Start of THE INPUT
PR #3025, opened 2018-07-23
Add IoCProvider property to MvxViewModel

borbmizzet:

Adds `IoCProvider` property to `MvxViewModel`, so it can be accessed like `NavigationService` and `Log`.

`IMvxIoCProvider` must be passed in view model constructor and stored or use `Mvx.IoCProvider` to reference `IoCProvider` from view models.

Allows access to `IoCProvider` from view models through base class property.

No.

Since MvxViewModel.NavigationService is now set by using IoCProvider property, just open a playground project and navigate to another page

- [x] All projects build

### DIFF
--- a/MvvmCross/ViewModels/IMvxIoCViewModel.cs
+++ b/MvvmCross/ViewModels/IMvxIoCViewModel.cs
@@ -1,0 +1,13 @@
+// Licensed to the .NET Foundation under one or more agreements.
+// The .NET Foundation licenses this file to you under the MS-PL license.
+// See the LICENSE file in the project root for more information.
+
+using MvvmCross.IoC;
+
+namespace MvvmCross.ViewModels
+{
+    public interface IMvxIoCViewModel : IMvxViewModel
+    {
+        IMvxIoCProvider IoCProvider { get; set; }
+    }
+}
--- a/MvvmCross/ViewModels/MvxViewModel.cs
+++ b/MvvmCross/ViewModels/MvxViewModel.cs
@@ -3,14 +3,16 @@
 // See the LICENSE file in the project root for more information.
 
 using System.Threading.Tasks;
+using MvvmCross.IoC;
 using MvvmCross.Logging;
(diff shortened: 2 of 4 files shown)


martijn00:
I'm thinking we should maybe bring all those extras into 1 interface instead of having a new one for every feature we add.

borbmizzet:
@martijn00 Should that be done in a new PR after merging this one in?

borbmizzet:
seems that second commit broke the tests somehow.  fixing it now

borbmizzet:
The tests still run fine on my machine.  Probably a race condition in the tests.  The changes in my PR should have absolutely no effect on the test that failed.

nickrandolph:
I'm not opposed to having the IMvxIoCViewModel interface but I don't believe the MvxViewModel should expose this as a property - this encourages a very bad coding practice of using the IoCProvider directly to resolve an interface. This is something that should really be avoided.

We currently have code in the properties in MvxViewModel that uses IoCProvider as a fallback, just in case the property isn't set. This code really shouldn't be there - from what I recall, it was added to get the test cases to pass again.

To your point @martijn00, the reason that there are separate interfaces for each of these properties is that they are non-essential and that should someone decide they want to create their own IMvxViewModel, they should be able to do so without have to implement all these additional properties.

In summary:
- I don't believe we should move this forward
- We should work out a better solution, rather than calling Resolve in the properties to enable the test cases to work
- We should remove the fallback calls to Resolve.

Cheesebaron:
I agree with @nickrandolph here. This seems very much like an antipattern. Just like having NavigationService and LogProvider resolved behind your back.

I would much rather prefer to have these as explicit dependencies, rather than implicit and unclear behavior from a public API point of view.

nickrandolph:
@borbmizzet going to close this PR for the moment. We'll revisit how we make it easier for devs to take advantage of core plumbing (eg IoCProvider) going forward

PR #3027, opened 2018-07-23
Fix MvxAutoCompleteTextView not returning results

### LINKED ISSUE #3008: MvxAutoCompleteTextView PartialText never changes after initial setting
### Expected behavior
PartialText's binding should change when the user types

### Reproduction steps
Create MvxAutoCompleteTextView and bind PartialText.
Type some stuff.

### Configuration

**Version:** 6.x

**Platform:** 
- [ ] :iphone: iOS
- [X] :robot: Android
- [ ] :checkered_flag: WPF
- [ ] :earth_americas: UWP
- [ ] :apple: MacOS
- [ ] :tv: tvOS
- [ ] :monkey: Xamarin.Forms

Cheesebaron:
Bug fix

MvxAutoCompleteTextView doesn't return any results at all when typing in it

Returns matching results

No

1. Add a MvxAutoCompleteTextView
2. Bind `ItemsSource` to list of items that implement `ToString()` for filtering
3. Type stuff that the items contain

This now also allows someone to provide different filtering logic, rather than just matching on `ToString()` by setting `FilterPredicate` on the `MvxFilteringAdapter`.

Fixes #3008 

- [x] All projects build

### DIFF
--- a/MvvmCross/Binding/Extensions/MvxEnumerableExtensions.cs
+++ b/MvvmCross/Binding/Extensions/MvxEnumerableExtensions.cs
@@ -92,13 +92,12 @@ namespace MvvmCross.Binding.Extensions
             if (items == null)
                 return null;
 
-            var enumerator = items.GetEnumerator();
             var matchList = new List<object>();
-            while(enumerator.MoveNext())
+            foreach (var item in items)
             {
-                var match = predicate(enumerator.Current);
+                var match = predicate(item);
                 if (match)
-                    matchList.Add(enumerator.Current);
+                    matchList.Add(item);
             }
 
             if (matchList.Count == 0)
--- a/MvvmCross/Binding/Extensions/MvxEnumerableExtensions.cs
+++ b/MvvmCross/Binding/Extensions/MvxEnumerableExtensions.cs
@@ -2,7 +2,9 @@
 // The .NET Foundation licenses this file to you under the MS-PL license.
 // See the LICENSE file in the project root for more information.
 
+using System;
 using System.Collections;
+using System.Collections.Generic;
 
 namespace MvvmCross.Binding.Extensions
 {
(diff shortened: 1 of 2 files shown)


MvvmCross/Binding/Extensions/MvxEnumerableExtensions.cs
```diff
@@ -84,5 +86,25 @@ public static object ElementAt(this IEnumerable items, int position)
 
             return enumerator.Current;
         }
+
+        public static IEnumerable Filter(this IEnumerable items, Func<object, bool> predicate)
+        {
+            if (items == null)
+                return null;
```
nickrandolph: Would it be better to return empty array instead of null - it'll cause few breaks for developers that fail to do a null check on the returned result

MvvmCross/Binding/Extensions/MvxEnumerableExtensions.cs
```diff
@@ -84,5 +86,25 @@ public static object ElementAt(this IEnumerable items, int position)
...
+
+            var enumerator = items.GetEnumerator();
```
nickrandolph: Whilst perhaps not as efficient from a performance perspective, a simple Where linq clause would make this easier to follow?

MvvmCross/Platforms/Android/Binding/Views/MvxFilteringAdapter.cs
```diff
@@ -148,6 +156,35 @@ public override Object GetItem(int position)
...
+                var element = FilteredItemsSource?.ElementAt(position);
+                return element;
+            }
+        }
+
+        public override int GetPosition(object item)
+        {
+            lock (_syncLock)
+            {
+                var pos = FilteredItemsSource?.GetPosition(item) ?? 0;
```
nickrandolph: Should default be 0 or -1

MvvmCross/Binding/Extensions/MvxEnumerableExtensions.cs
Cheesebaron: Linq queries do not work on non-generic IEnumerable, that is why we have these extensions in the first place.

nickrandolph: doh! yeh of course, it requires generics. We should be able to at least use a basic for loop here, right?

MvvmCross/Platforms/Android/Binding/Views/MvxFilteringAdapter.cs
Cheesebaron: Hmm, this is used in `GetItem` and `GetRawItem` to get the element. Not sure what the appropriate default value should be here. If it is 0 and the ItemsSource contains 0 items you will get a Index error, the same with -1. However, if it contains items 0 could return a wrong item and -1 would still throw a Index error. Not sure what is preferred here.

PR #3030, opened 2018-07-24
[WIP] Fix stack overflow in MvxFormsPagePresenter.BuildPageTree

bruzkovsky:
Bug fix

Stack overflow

Assume the following setup:

A `NavigationPage` presenting a modal `MasterDetailPage` (via `MvxModalPresentationAttribute`), which in turn has a `Detail` set to a NavigationPage. The second NP contains the MDP in its `ModalStack`, for whatever reason.

Now the current implementation recurses through the navigation stack, finds a `MasterDetailPage`, recurses through the `Detail` stack, finds a `NavigationPage`, checks the modal stack, finds a `MasterDetailPage`, recurses through the `Detail` stack... and oops, stack overflow. So I added another check to see if the modal is a MDP and is already containing the current `rootPage` in which case we just continue recursing happily.

As this is just adding 3 lines and removing 2, I thought to make a PR like this, if you need anything more please tell me, I am new to contributing to MvvmCross...

No

Occurred on Android when showing a MasterDetailPage modally as described above, then press the hardware back key

None

- [x] All projects build

### DIFF
--- a/MvvmCross.Forms/Presenters/MvxFormsPagePresenter.cs
+++ b/MvvmCross.Forms/Presenters/MvxFormsPagePresenter.cs
@@ -751,7 +751,11 @@ namespace MvvmCross.Forms.Presenters
             {
                 // Check for modals
                 var topMostModal = navigationPage?.Navigation?.ModalStack?.LastOrDefault();
-                if (topMostModal != null && topMostModal != navigationPage)
+				var modalNotRootPage = topMostModal != null && topMostModal != navigationPage;
+				var modalNotContainingRootPage = topMostModal is MasterDetailPage md &&
+				                                 md.Master != navigationPage &&
+				                                 md.Detail != navigationPage;
+                if (modalNotRootPage && modalNotContainingRootPage)
                 {
                     var currentModalNav = BuildPageTree(topMostModal);
                     if (currentModalNav != null) return (List<Page> list) => currentModalNav(pageListBuilder(list));


nickrandolph:
This will fix the particular scenario listed but there's a more generic problem with the modal stack: There's only one modal stack which is returned by all navigationpages. This means that if you have a navigationpage within the modal stack, there's the potential for a stack overflow.
I'll need some more time in order to review this and see what other scenarios we need to handle

bruzkovsky:
@nickrandolph yes I thought so too, after investigating further... There would be a problem with `MultiPage` containing a `NavigationPage` too!

Additionally, there is a problem with navigating in this nested `NavigationPage`, because the current implementation closes all Modals before navigating:
```c#
protected virtual async Task<Page> CloseAndCreatePage(Type view,
            MvxViewModelRequest request,
            MvxPagePresentationAttribute attribute,
            bool closeModal = true,
            bool closePlatformViews = true,
            bool showPlatformViews = true)
        {
            // always true except when modal is shown
            if (closeModal)
                await CloseAllModals();
```
I would open an issue that concerns this problem as well the initial stack overflow for modal navigation generically, like "Add support for stacked NavigationPages", if that's ok?

nickrandolph:
Yes, definitely raise the new issue. I'm going to reopen this PR as I want to fix the BuildPageTree method and I will use this PR as the basis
End of THE INPUT
Up to and including the line with "Since MvxViewModel.NavigationService is", write out the records above exactly, starting from their first line.

# RESULT OF THIS EXERCISE
PR #3025, opened 2018-07-23
Add IoCProvider property to MvxViewModel

borbmizzet:

Adds `IoCProvider` property to `MvxViewModel`, so it can be accessed like `NavigationService` and `Log`.

`IMvxIoCProvider` must be passed in view model constructor and stored or use `Mvx.IoCProvider` to reference `IoCProvider` from view models.

Allows access to `IoCProvider` from view models through base class property.

No.

Since MvxViewModel.NavigationService is now set by using IoCProvider property, just open a playground project and navigate to another page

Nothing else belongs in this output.